Start of Block

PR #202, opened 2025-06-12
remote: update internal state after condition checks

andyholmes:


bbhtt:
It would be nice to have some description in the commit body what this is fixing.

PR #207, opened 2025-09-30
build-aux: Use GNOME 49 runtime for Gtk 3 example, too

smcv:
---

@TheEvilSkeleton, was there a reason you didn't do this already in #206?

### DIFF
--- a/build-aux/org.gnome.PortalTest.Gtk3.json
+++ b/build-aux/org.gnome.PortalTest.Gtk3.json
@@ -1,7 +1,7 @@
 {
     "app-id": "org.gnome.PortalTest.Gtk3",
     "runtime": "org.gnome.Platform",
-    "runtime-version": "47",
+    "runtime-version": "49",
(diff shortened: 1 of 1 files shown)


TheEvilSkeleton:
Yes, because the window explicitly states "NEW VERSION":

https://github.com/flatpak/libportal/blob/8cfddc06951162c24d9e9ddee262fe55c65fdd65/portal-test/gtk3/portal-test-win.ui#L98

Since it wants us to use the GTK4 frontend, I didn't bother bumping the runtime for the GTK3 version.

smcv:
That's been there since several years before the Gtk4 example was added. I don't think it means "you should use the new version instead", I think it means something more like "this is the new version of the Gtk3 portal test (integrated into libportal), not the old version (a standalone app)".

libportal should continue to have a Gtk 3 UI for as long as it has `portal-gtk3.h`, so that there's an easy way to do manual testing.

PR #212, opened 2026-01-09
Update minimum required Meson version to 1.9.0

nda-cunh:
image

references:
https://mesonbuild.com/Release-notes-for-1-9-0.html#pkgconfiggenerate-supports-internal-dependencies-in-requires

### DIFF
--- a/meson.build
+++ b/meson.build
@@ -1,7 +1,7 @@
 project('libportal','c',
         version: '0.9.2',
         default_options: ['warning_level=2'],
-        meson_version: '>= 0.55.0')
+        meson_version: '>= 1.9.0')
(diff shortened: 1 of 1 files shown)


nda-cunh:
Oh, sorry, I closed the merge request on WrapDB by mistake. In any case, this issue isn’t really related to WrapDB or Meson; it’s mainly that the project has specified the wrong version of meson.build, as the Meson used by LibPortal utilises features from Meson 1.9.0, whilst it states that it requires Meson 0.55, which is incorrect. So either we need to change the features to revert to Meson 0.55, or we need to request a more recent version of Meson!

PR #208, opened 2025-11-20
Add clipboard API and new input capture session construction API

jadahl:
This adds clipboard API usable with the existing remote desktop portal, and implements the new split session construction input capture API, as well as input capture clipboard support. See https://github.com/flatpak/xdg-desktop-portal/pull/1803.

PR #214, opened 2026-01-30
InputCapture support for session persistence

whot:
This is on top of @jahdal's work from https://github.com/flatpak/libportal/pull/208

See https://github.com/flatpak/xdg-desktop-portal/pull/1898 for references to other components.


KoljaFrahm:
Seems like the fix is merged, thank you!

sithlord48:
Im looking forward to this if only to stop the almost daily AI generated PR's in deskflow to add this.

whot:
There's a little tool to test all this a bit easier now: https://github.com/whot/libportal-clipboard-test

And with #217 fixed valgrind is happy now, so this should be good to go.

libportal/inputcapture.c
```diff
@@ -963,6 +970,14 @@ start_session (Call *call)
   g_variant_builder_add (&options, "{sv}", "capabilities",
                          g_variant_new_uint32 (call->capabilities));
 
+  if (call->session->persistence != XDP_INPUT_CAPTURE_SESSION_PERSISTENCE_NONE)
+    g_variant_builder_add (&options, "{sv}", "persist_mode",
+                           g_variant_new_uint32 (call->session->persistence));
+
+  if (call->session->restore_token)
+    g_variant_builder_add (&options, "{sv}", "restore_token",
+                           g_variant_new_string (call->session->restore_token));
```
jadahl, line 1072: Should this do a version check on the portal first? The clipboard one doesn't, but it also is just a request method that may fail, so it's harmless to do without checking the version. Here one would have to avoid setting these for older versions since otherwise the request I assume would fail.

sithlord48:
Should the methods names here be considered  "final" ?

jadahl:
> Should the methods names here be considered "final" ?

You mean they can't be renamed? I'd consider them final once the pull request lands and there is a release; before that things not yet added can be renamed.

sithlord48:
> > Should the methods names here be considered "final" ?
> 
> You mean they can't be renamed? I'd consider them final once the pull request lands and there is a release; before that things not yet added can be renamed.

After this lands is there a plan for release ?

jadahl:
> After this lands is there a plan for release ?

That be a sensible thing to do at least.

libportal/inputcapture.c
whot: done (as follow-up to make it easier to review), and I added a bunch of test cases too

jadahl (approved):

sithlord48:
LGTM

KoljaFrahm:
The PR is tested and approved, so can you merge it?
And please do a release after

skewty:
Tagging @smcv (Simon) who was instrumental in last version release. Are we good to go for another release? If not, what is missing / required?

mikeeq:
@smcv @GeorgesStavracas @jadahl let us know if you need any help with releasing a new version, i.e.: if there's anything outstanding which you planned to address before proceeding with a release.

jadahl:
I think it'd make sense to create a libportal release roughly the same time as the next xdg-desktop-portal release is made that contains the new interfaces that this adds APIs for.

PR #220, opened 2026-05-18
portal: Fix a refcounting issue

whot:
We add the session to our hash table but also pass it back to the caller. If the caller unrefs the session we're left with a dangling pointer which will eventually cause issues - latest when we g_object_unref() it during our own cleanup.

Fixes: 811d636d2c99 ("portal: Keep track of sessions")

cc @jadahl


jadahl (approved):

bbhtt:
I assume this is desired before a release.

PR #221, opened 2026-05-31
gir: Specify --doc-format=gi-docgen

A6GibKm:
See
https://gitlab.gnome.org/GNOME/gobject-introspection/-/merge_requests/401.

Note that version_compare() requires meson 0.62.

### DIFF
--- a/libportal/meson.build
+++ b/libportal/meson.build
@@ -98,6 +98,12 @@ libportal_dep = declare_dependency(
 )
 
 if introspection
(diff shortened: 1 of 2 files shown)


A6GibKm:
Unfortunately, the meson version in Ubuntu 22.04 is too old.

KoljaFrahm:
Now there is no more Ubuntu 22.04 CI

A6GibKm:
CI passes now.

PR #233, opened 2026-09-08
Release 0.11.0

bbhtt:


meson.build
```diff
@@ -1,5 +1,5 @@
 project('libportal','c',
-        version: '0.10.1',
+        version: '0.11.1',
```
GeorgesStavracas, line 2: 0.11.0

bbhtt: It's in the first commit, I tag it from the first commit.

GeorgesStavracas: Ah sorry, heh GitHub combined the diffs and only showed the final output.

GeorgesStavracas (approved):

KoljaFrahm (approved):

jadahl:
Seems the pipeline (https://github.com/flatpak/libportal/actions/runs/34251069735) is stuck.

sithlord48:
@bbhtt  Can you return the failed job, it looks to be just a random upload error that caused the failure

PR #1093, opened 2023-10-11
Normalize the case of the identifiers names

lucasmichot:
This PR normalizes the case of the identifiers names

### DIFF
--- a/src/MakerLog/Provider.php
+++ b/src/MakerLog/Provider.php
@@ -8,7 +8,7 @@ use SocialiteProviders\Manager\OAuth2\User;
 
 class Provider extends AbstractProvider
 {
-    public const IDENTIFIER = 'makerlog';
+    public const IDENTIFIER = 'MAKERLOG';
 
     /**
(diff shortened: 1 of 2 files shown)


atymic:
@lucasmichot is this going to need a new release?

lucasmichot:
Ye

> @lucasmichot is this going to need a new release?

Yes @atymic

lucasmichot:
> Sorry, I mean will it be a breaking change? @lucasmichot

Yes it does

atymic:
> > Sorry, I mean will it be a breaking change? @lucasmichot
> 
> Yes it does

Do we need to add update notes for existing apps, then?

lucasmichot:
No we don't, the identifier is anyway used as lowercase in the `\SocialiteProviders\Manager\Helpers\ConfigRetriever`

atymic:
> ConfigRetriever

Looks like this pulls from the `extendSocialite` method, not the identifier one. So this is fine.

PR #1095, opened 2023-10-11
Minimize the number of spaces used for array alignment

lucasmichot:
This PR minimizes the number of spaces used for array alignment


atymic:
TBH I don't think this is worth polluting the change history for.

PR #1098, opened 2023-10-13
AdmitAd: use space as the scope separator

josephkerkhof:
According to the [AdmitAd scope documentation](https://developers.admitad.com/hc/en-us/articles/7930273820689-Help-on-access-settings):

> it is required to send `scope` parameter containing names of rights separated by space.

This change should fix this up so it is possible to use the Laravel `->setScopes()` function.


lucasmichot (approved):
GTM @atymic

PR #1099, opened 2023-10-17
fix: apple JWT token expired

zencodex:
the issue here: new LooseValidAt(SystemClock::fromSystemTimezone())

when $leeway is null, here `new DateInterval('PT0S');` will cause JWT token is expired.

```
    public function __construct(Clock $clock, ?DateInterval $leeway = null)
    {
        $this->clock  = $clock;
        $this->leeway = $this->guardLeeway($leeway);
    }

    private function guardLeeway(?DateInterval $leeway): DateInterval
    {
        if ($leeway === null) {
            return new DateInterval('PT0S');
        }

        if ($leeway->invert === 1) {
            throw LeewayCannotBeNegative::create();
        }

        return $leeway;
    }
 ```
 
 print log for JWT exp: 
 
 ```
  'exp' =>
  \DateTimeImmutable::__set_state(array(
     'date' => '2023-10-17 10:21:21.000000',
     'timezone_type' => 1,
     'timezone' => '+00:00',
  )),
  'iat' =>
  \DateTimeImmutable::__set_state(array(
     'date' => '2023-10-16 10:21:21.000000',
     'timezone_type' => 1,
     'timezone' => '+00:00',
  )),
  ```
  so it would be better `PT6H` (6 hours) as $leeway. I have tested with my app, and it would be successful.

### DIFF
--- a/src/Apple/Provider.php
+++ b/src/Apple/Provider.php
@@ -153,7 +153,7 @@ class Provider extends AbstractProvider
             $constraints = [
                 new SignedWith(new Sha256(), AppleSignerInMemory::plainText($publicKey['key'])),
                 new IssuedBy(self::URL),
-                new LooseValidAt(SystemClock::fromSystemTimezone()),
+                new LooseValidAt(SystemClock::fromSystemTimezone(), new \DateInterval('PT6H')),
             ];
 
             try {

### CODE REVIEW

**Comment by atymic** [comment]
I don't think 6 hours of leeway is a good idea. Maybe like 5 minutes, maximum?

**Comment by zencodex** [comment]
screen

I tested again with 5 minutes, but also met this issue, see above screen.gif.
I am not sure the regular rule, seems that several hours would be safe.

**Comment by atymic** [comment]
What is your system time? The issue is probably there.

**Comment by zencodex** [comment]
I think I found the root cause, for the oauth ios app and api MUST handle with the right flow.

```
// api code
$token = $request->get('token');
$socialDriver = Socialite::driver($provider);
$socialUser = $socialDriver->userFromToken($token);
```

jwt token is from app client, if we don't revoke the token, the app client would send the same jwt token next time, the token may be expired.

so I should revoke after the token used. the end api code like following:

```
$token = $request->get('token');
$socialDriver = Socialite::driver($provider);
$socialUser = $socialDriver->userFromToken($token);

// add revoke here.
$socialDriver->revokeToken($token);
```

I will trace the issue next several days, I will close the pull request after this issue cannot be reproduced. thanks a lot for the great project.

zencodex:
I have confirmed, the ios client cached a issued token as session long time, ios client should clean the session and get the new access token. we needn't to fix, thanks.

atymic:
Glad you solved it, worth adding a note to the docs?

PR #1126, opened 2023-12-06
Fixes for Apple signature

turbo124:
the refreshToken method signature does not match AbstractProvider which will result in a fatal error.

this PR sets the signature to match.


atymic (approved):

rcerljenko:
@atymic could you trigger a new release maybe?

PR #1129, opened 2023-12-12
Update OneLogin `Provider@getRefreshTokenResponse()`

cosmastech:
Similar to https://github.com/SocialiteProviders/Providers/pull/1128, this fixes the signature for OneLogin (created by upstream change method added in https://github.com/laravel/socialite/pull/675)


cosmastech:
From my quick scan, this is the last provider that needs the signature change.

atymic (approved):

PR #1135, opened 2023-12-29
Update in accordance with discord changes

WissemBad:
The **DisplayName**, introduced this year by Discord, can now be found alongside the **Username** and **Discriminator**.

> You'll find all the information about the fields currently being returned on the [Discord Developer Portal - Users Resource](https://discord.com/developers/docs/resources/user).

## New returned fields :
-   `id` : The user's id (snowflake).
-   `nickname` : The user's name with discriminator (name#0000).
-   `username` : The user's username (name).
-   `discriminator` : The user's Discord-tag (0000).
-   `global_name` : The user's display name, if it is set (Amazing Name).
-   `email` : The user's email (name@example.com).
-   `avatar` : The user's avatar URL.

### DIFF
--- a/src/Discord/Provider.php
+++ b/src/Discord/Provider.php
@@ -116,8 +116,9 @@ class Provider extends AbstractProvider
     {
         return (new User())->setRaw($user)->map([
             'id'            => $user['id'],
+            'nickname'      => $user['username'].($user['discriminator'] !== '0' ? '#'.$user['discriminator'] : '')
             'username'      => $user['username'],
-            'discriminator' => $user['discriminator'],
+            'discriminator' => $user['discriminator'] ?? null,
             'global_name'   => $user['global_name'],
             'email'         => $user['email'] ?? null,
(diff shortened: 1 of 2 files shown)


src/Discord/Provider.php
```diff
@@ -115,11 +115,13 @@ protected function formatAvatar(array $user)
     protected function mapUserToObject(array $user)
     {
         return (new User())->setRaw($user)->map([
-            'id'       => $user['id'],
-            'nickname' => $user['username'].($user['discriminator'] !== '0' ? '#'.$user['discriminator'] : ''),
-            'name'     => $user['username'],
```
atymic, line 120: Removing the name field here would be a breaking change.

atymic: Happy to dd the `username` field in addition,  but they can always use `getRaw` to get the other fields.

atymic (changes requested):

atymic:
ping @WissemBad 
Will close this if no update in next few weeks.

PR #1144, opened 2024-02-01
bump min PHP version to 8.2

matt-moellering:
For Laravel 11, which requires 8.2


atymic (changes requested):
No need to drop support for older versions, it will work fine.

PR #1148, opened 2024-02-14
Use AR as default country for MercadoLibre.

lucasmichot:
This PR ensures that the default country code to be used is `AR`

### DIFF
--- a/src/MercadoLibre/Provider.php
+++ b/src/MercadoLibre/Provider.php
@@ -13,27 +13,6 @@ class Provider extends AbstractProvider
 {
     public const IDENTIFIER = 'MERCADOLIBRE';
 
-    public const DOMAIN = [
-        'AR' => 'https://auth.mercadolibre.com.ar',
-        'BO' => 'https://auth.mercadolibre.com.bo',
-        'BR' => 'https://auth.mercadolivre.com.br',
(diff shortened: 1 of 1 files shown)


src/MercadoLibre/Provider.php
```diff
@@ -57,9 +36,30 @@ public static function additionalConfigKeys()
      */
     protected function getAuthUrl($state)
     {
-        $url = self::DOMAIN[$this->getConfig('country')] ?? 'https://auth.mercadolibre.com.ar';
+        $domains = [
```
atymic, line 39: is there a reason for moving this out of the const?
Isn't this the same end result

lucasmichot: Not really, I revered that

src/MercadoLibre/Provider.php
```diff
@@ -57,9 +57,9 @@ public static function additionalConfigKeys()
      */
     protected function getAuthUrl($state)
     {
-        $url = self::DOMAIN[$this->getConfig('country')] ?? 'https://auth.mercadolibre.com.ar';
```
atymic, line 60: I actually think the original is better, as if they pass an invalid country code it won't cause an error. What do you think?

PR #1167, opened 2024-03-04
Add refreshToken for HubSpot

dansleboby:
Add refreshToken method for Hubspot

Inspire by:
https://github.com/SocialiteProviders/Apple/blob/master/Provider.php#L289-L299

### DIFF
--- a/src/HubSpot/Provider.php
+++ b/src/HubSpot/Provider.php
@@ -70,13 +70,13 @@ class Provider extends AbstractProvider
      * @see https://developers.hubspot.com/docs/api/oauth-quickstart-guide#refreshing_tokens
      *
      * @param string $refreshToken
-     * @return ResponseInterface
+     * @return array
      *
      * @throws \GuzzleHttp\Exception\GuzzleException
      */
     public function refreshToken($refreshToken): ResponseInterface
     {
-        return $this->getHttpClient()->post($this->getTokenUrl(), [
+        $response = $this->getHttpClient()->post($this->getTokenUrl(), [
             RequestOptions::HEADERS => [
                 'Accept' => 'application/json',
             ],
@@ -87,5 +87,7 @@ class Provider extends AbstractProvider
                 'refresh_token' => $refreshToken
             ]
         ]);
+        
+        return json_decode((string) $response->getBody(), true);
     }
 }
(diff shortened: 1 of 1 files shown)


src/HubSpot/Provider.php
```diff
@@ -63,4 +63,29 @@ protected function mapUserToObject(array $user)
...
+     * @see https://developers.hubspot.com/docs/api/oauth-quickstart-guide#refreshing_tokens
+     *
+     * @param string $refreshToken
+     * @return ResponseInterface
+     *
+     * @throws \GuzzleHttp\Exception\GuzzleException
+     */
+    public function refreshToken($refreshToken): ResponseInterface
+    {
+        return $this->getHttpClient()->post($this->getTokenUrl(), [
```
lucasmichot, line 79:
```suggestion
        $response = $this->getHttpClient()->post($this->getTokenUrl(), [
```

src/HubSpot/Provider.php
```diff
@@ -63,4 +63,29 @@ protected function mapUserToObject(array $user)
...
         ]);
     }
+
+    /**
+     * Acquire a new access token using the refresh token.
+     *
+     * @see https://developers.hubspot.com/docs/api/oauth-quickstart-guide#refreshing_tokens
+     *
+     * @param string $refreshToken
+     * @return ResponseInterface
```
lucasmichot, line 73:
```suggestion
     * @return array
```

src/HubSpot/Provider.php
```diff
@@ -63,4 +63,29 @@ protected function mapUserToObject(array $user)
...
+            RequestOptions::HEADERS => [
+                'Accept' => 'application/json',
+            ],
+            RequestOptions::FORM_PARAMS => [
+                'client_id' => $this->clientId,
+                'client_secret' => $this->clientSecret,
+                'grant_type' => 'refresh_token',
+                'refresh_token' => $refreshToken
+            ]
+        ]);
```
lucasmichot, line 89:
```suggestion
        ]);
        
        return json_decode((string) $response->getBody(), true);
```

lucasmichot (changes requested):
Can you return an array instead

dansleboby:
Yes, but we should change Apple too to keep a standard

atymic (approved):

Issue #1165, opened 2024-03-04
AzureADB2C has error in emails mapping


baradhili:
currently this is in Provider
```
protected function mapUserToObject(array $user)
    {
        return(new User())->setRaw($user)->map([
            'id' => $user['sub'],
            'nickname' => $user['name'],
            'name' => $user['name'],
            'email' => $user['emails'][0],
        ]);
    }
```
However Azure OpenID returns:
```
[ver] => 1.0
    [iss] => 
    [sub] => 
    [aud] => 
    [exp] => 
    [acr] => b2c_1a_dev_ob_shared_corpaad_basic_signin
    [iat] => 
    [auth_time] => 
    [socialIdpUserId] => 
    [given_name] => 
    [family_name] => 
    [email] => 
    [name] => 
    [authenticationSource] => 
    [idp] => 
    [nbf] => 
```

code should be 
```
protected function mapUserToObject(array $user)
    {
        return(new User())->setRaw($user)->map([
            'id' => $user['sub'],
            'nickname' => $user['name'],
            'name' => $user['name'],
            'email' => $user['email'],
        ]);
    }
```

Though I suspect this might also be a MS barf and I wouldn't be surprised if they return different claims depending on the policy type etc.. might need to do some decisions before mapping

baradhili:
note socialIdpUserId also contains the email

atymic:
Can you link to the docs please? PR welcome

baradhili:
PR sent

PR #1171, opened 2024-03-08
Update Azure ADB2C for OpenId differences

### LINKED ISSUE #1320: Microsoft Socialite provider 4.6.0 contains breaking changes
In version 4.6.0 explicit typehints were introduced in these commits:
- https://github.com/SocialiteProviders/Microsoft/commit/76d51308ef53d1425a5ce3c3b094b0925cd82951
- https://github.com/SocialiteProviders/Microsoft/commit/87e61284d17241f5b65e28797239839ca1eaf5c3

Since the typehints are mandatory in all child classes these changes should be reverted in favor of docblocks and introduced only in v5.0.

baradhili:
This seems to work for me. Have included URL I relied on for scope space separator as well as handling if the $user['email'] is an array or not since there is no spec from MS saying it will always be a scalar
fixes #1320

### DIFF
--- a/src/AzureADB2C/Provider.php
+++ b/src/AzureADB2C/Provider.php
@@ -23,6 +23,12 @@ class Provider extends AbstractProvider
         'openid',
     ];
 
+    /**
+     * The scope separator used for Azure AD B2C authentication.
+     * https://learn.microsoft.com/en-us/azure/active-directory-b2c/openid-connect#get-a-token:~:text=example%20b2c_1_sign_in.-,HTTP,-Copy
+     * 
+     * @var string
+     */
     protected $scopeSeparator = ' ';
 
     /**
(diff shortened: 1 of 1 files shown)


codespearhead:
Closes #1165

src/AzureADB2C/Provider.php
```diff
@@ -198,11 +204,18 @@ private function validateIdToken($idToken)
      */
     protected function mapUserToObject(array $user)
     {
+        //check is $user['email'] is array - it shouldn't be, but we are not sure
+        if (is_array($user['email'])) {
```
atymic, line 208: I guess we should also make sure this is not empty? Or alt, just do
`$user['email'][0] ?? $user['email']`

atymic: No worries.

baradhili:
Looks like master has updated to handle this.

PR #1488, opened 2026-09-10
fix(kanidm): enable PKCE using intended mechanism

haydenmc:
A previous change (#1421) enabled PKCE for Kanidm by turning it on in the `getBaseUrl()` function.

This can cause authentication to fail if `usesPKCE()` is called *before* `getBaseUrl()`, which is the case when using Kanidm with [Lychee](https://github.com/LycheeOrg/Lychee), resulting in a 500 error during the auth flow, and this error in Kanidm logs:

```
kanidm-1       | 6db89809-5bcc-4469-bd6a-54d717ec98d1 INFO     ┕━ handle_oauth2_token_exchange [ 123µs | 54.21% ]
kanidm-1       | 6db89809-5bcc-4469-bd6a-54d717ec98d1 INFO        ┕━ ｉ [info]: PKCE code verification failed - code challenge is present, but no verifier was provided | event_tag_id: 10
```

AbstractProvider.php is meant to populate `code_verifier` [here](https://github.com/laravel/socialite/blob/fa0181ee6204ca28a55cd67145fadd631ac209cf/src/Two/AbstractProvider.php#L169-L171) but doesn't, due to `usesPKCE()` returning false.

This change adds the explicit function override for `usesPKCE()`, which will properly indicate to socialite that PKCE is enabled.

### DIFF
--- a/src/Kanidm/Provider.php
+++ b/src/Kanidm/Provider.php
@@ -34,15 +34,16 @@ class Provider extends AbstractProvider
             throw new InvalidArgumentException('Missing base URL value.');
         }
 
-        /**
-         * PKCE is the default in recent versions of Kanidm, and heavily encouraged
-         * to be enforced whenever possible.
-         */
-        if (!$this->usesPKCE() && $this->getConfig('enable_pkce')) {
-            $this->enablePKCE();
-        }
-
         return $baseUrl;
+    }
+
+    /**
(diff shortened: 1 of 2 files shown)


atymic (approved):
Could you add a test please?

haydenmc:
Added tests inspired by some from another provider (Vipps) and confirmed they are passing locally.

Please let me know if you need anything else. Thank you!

End of Block

### What the task asks
Your answer must be the lines above, unchanged, from the first one through the line that holds "Yes, because the", inclusive, and no others.

### Result of the task
PR #202, opened 2025-06-12
remote: update internal state after condition checks

andyholmes:


bbhtt:
It would be nice to have some description in the commit body what this is fixing.

PR #207, opened 2025-09-30
build-aux: Use GNOME 49 runtime for Gtk 3 example, too

smcv:
---

@TheEvilSkeleton, was there a reason you didn't do this already in #206?

### DIFF
--- a/build-aux/org.gnome.PortalTest.Gtk3.json
+++ b/build-aux/org.gnome.PortalTest.Gtk3.json
@@ -1,7 +1,7 @@
 {
     "app-id": "org.gnome.PortalTest.Gtk3",
     "runtime": "org.gnome.Platform",
-    "runtime-version": "47",
+    "runtime-version": "49",
(diff shortened: 1 of 1 files shown)


TheEvilSkeleton:
Yes, because the window explicitly states "NEW VERSION":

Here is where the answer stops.